The Florida Legislature's planned conversion of Medicaid into private managed-care plans has the backing of the for-profit HMO industry. If the CMS agrees, the plan is to expand statewide the Medicaid Reform managed-care pilot project that since 2006 has been tested in Broward County and several other counties.

In Broward, I watched as private HMO plans in the pilot program denied necessary medications for patients, chased good doctors out of Medicaid and pocketed the money they got from the state. Two years into the pilot, an independent study of the program by Georgetown University found that patient access to health care was getting worse. Only 8 percent of the physicians surveyed said the reform pilot had made Medicaid better. About two-thirds of physicians surveyed said the Medicaid Reform plans "prevented a patient from obtaining needed drugs."

Doctors and hospitals suffered too. The statewide Florida Council for Behavioral Healthcare reported that providers they surveyed had lost as much as 50 percent of their Medicaid revenues in Medicaid Reform counties, largely due to service limits and the private plans' failure to pay claims. "The current Medicaid Reform model is not working," the council stated. Also, the Pacific Health Policy Group, in a report to the Legislature last year, concluded that such traditional managed-care models "do not work for persons with severe mental illness or for those with other long-term chronic conditions" due to their greater health-care needs. The Florida Medical Association also opposes the expansion.

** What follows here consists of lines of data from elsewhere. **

PR #99, opened 2026-04-21
Add missing Jasmine types to TS config

XanderVertegaal:
Somehow, my IDE has gotten very unhappy without these types, and I do not know what caused it. Does your IDE have the same issue?

image

### DIFF
--- a/frontend/package.json
+++ b/frontend/package.json
@@ -48,6 +48,7 @@
     "@angular/localize": "19.2.13",
     "@types/express": "^4.17.17",
     "@types/jasmine": "~5.1.0",
+    "@types/jest": "^30.0.0",
     "@types/node": "^18.18.0",
     "jasmine-core": "~5.1.0",
     "karma": "~6.4.0",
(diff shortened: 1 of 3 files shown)


jgonggrijp (changes requested):
I can try whether my IDE complains about it next Wednesday (not scheduled for CDH work today), but I suspect it doesn't because I usually don't configure it to do live typechecking.

Regardless, adding types for `jest` is probably not the right solution because the tests are based on `jasmine`. We already have `@types/jasmine` in the dependencies, but maybe it also needs to be listed in the `tsconfig` as you did for `jest`. Otherwise, we might be looking at a bug that was introduced with a recently updated dependency?

XanderVertegaal:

I picked up a major newspaper recently and found out that these same legislators in our "broke" state just choked off significant revenue by cutting property taxes paid by major corporations by about 30 percent. Bell South, Universal Studios, Hilton and Marriott each will pay the state hundreds of thousands of dollars less in taxes this year. They are major campaign contributors.

The push to force for-profit managed-care on Medicaid patients is not about balancing the state budget. It's about rewarding private health insurers that play the high-stakes game in the state capital, whether or not it cheapens an essential service for 3 million children and poor people who are unable to contribute to election campaigns — and who have nowhere else to turn for medical care except to Medicaid. The CMS has an obligation to speak for the voiceless, the poor and the disabled of Florida. It can do this by denying the waiver that would foist managed care on them.